PR #1822, opened 2024-05-07
Send typing events to matrix homeserver  when user starts typing

ratik21:
### What does this do?

Implements the following logic:

- As soon as you start typing in the <MessageInput/> component, we start publishing a "typing" event (which we'll later process on the client side)
- the above is built into a race saga condition, as we need to publish "stopped typing" when: 
  - it has been 5s & the user hasn't typed anymore
  - the users "sends" a message in chat
  - the user changes the room (opens another conversation). in this case we should publish stop typing event for the previous room.
  - users logs out of the app

- We also store `currentUserLastTypingEventPublishedAt` in redux for each `Channel`, to ensure we only send the next typing event AFTER the timeout (which is 5s). Since the API is rate-limited.

Doc reference: [https://spec.matrix.org/v1.10/client-server-api/#typing-notifications](https://spec.matrix.org/v1.10/client-server-api/#typing-notifications)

● ● ● ● ●

• **Task statement**
Work out how many lines of the records contain "when", and reply with the number alone.

• **Written solution**
2